Amir Malik, 35, a jeweler and the President of Barkat Market Traders Union in Garden Town Lahore, was kidnapped by gun totting men on August 25, 2010 from his Faisal Town, Lahore residence. In the videotape message showing masked militants wielding Kalashnikov in the background, a visibly shaken Amir has sttated that his kidnappers wan to be paid a ransom amount of Rs130 million as well as the release of 153 militants being held in various prisons across Pakistan.

According to well-placed security officials investigating the first ever incident of the kidnapping of a close relative of a serving army general, the hostage, who has been shown in the video with a grown up beard, did not give a deadline for the acceptance of the LJ’s demands. The sources say a copy of Amir Aftab Malik’s video message had been provided to his family members who subsequently received a phone call from the kidnappers which was meant to provide them a chance to talk to the hostage.

The sources say the case is now being handled by the country’s top security and intelligence agencies, which are trying to broker a deal between the family members and the kidnappers.
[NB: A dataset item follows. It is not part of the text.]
Issue #5043, opened 2015-11-06
ConnectionInstance._reader() Task was destroyed but it is pending


danielnelson:
The code below produces an warning from asyncio.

A case No 692/10 had been registered against the kidnappers under section 365 of Pakistan Penal Code (PPC), on the complaint of Naseem Malik, the brother-in-law of Amir Malik at Faisal Town police station. The complainant told police that the victim Amir Malik, the son of Aftab Malik, a resident of 26/L, Model Town extension, reached his house by a car 932167/LXD at around 8:25 pm on August 25, 2010.

As the main gate of the house was opened by the driver Muhammad Arshad, around a dozen armed men in a Honda City Car (silver color) bearing registration number PUK-8192 along with two motorcycles approached him. They pushed both the driver and Amir Malik into the car and sped away. However, the driver was soon dropped at some unknown location.

Those involved with the case investigations say Amir Malik was being kept somewhere in the North Waziristan tribal agency on Pak-Afghan border by the Punjabi Taliban, led by Matiur Rehman, the chief operational commander of the Lashkar-e-Jhangvi and one of the FBI’s most wanted al-Qaeda-linked militant commander who has been traced to multiple terror plots against the West.

An anti-Shia Sunni-Deobandi sectarian turned anti-US jehadi organisation, Lashkar-e-Jhangvi (Army of Jhangvi) has been involved in most of the major terrorist attacks carried out in Pakistan since 9/11 and it remains the group of choice for hard-core Pakistani militants who are adamant to pursue their ambitious jihadi agenda against the West. Launched in 1996 as a Sunni sectarian group, the LJ today has deep links with al-Qaeda and the Taliban and is considered to be the most violent terrorist organisation operating in Pakistan with the help of its lethal suicide squad.

The top three names on the list of the 153 terrorists the kidnappers of Amir Malik want to be released are Malik Mohammad Ishaq, the frightening founding member of the LJ currently being kept in a Lahore jail on terrorism charges, Akram Lahori, the Salar-e-Aala of the LJ who is being kept in a Karachi jail on terrorism charges and Mohammad Aqeel alias Dr Osman, who was captured alive after the October 10, 2009 fierce terrorist attack on the General Headquarters of the Pakistan Army and is now being kept in a Rawalpindi jail.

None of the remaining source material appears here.